• **Directions**
You are asked to write out the entries exactly as they are given.

------------

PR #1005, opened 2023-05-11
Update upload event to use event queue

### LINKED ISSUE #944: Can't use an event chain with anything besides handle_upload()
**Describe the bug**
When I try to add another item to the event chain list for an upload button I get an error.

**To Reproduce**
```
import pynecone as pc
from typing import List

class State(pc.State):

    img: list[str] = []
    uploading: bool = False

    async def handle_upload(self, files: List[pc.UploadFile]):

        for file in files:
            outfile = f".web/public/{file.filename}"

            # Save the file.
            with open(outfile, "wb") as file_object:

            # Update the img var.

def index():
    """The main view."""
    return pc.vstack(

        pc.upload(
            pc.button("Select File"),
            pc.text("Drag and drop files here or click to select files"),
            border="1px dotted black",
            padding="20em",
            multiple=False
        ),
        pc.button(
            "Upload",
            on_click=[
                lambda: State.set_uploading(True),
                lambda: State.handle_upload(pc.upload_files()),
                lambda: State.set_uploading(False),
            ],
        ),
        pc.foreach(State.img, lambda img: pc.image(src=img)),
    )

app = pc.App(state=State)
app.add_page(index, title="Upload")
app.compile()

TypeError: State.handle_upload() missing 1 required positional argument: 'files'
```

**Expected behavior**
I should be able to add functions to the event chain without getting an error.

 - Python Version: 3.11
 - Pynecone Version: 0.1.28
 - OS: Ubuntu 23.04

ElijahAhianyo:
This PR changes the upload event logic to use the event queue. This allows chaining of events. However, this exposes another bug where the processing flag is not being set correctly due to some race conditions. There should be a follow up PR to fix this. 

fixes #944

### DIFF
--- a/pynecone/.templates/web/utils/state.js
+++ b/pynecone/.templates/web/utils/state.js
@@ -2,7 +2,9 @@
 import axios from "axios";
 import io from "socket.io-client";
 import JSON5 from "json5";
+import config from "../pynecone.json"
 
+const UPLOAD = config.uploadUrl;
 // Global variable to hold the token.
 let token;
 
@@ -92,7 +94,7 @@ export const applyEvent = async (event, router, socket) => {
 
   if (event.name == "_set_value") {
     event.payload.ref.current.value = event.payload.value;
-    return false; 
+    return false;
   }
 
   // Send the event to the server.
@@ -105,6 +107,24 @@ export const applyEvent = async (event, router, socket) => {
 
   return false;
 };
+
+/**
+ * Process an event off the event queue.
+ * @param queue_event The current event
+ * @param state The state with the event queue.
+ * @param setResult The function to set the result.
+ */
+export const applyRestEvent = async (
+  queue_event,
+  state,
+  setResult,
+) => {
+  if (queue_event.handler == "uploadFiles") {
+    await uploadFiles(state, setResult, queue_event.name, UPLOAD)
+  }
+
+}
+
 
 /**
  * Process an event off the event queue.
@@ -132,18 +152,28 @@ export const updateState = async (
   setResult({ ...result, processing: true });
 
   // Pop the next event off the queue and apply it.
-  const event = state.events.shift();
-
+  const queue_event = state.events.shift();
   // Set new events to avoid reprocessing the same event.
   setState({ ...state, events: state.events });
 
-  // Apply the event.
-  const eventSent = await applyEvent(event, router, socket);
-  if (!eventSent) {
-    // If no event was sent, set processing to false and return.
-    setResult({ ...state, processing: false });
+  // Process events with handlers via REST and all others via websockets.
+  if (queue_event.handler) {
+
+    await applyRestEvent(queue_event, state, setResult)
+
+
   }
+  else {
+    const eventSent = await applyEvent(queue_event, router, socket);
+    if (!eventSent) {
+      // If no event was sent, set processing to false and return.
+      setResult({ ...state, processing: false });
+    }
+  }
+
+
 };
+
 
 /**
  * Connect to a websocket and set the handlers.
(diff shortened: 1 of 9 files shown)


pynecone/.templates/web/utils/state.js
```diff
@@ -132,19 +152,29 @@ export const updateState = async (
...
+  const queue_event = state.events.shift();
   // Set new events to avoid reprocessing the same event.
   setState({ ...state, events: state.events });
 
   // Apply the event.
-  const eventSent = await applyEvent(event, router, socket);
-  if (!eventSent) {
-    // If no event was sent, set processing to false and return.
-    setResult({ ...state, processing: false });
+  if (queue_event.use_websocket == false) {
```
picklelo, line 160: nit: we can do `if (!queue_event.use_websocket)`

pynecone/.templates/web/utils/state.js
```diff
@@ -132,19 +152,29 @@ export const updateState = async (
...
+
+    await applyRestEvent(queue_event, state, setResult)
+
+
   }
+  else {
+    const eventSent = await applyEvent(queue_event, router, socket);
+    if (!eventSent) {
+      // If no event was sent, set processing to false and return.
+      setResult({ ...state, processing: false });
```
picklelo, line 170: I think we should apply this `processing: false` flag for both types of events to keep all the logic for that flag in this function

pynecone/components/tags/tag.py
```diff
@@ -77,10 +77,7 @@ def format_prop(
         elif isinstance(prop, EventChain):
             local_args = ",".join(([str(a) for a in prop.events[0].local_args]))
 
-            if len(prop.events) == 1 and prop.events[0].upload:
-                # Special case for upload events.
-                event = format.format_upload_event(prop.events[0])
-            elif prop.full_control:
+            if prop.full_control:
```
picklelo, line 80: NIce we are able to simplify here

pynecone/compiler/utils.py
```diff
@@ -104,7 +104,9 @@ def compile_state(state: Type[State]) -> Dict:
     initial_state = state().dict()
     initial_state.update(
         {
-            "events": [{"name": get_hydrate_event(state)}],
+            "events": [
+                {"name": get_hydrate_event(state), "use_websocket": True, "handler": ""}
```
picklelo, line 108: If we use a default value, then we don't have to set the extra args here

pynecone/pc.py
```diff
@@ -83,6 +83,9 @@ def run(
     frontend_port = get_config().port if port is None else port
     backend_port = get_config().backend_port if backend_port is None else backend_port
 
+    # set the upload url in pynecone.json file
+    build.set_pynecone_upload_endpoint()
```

------------

• **Task output**
PR #1005, opened 2023-05-11
Update upload event to use event queue

### LINKED ISSUE #944: Can't use an event chain with anything besides handle_upload()
**Describe the bug**
When I try to add another item to the event chain list for an upload button I get an error.

**To Reproduce**
```
import pynecone as pc
from typing import List

class State(pc.State):

    img: list[str] = []
    uploading: bool = False

    async def handle_upload(self, files: List[pc.UploadFile]):

        for file in files:
            outfile = f".web/public/{file.filename}"

            # Save the file.
            with open(outfile, "wb") as file_object:

            # Update the img var.

def index():
    """The main view."""
    return pc.vstack(

        pc.upload(
            pc.button("Select File"),
            pc.text("Drag and drop files here or click to select files"),
            border="1px dotted black",
            padding="20em",
            multiple=False
        ),
        pc.button(
            "Upload",
            on_click=[
                lambda: State.set_uploading(True),
                lambda: State.handle_upload(pc.upload_files()),
                lambda: State.set_uploading(False),
            ],
        ),
        pc.foreach(State.img, lambda img: pc.image(src=img)),
    )

app = pc.App(state=State)
app.add_page(index, title="Upload")
app.compile()

TypeError: State.handle_upload() missing 1 required positional argument: 'files'
```

**Expected behavior**
I should be able to add functions to the event chain without getting an error.

 - Python Version: 3.11
 - Pynecone Version: 0.1.28
 - OS: Ubuntu 23.04

ElijahAhianyo:
This PR changes the upload event logic to use the event queue. This allows chaining of events. However, this exposes another bug where the processing flag is not being set correctly due to some race conditions. There should be a follow up PR to fix this. 

fixes #944

### DIFF
--- a/pynecone/.templates/web/utils/state.js
+++ b/pynecone/.templates/web/utils/state.js
@@ -2,7 +2,9 @@
 import axios from "axios";
 import io from "socket.io-client";
 import JSON5 from "json5";
+import config from "../pynecone.json"
 
+const UPLOAD = config.uploadUrl;
 // Global variable to hold the token.
 let token;
 
@@ -92,7 +94,7 @@ export const applyEvent = async (event, router, socket) => {
 
   if (event.name == "_set_value") {
     event.payload.ref.current.value = event.payload.value;
-    return false; 
+    return false;
   }
 
   // Send the event to the server.
@@ -105,6 +107,24 @@ export const applyEvent = async (event, router, socket) => {
 
   return false;
 };
+
+/**
+ * Process an event off the event queue.
+ * @param queue_event The current event
+ * @param state The state with the event queue.
+ * @param setResult The function to set the result.
+ */
+export const applyRestEvent = async (
+  queue_event,
+  state,
+  setResult,
+) => {
+  if (queue_event.handler == "uploadFiles") {
+    await uploadFiles(state, setResult, queue_event.name, UPLOAD)
+  }
+
+}
+
 
 /**
  * Process an event off the event queue.
@@ -132,18 +152,28 @@ export const updateState = async (
   setResult({ ...result, processing: true });
 
   // Pop the next event off the queue and apply it.
-  const event = state.events.shift();
-
+  const queue_event = state.events.shift();
   // Set new events to avoid reprocessing the same event.
   setState({ ...state, events: state.events });
 
-  // Apply the event.
-  const eventSent = await applyEvent(event, router, socket);
-  if (!eventSent) {
-    // If no event was sent, set processing to false and return.
-    setResult({ ...state, processing: false });
+  // Process events with handlers via REST and all others via websockets.
+  if (queue_event.handler) {
+
+    await applyRestEvent(queue_event, state, setResult)
+
+
   }
+  else {
+    const eventSent = await applyEvent(queue_event, router, socket);
+    if (!eventSent) {
+      // If no event was sent, set processing to false and return.
+      setResult({ ...state, processing: false });
+    }
+  }
+
+
 };
+
 
 /**
  * Connect to a websocket and set the handlers.
(diff shortened: 1 of 9 files shown)


pynecone/.templates/web/utils/state.js
```diff
@@ -132,19 +152,29 @@ export const updateState = async (
...
+  const queue_event = state.events.shift();
   // Set new events to avoid reprocessing the same event.
   setState({ ...state, events: state.events });
 
   // Apply the event.
-  const eventSent = await applyEvent(event, router, socket);
-  if (!eventSent) {
-    // If no event was sent, set processing to false and return.
-    setResult({ ...state, processing: false });
+  if (queue_event.use_websocket == false) {
```
picklelo, line 160: nit: we can do `if (!queue_event.use_websocket)`

pynecone/.templates/web/utils/state.js
```diff
@@ -132,19 +152,29 @@ export const updateState = async (
...
+
+    await applyRestEvent(queue_event, state, setResult)
+
+
   }
+  else {
+    const eventSent = await applyEvent(queue_event, router, socket);
+    if (!eventSent) {
+      // If no event was sent, set processing to false and return.
+      setResult({ ...state, processing: false });
```
picklelo, line 170: I think we should apply this `processing: false` flag for both types of events to keep all the logic for that flag in this function

pynecone/components/tags/tag.py
```diff
@@ -77,10 +77,7 @@ def format_prop(
         elif isinstance(prop, EventChain):
             local_args = ",".join(([str(a) for a in prop.events[0].local_args]))
 
-            if len(prop.events) == 1 and prop.events[0].upload:
-                # Special case for upload events.
-                event = format.format_upload_event(prop.events[0])
-            elif prop.full_control:
+            if prop.full_control:
```
picklelo, line 80: NIce we are able to simplify here

pynecone/compiler/utils.py
```diff
@@ -104,7 +104,9 @@ def compile_state(state: Type[State]) -> Dict:
     initial_state = state().dict()
     initial_state.update(
         {
-            "events": [{"name": get_hydrate_event(state)}],
+            "events": [
+                {"name": get_hydrate_event(state), "use_websocket": True, "handler": ""}
```
picklelo, line 108: If we use a default value, then we don't have to set the extra args here

pynecone/pc.py
```diff
@@ -83,6 +83,9 @@ def run(
     frontend_port = get_config().port if port is None else port
     backend_port = get_config().backend_port if backend_port is None else backend_port
 
+    # set the upload url in pynecone.json file
+    build.set_pynecone_upload_endpoint()
```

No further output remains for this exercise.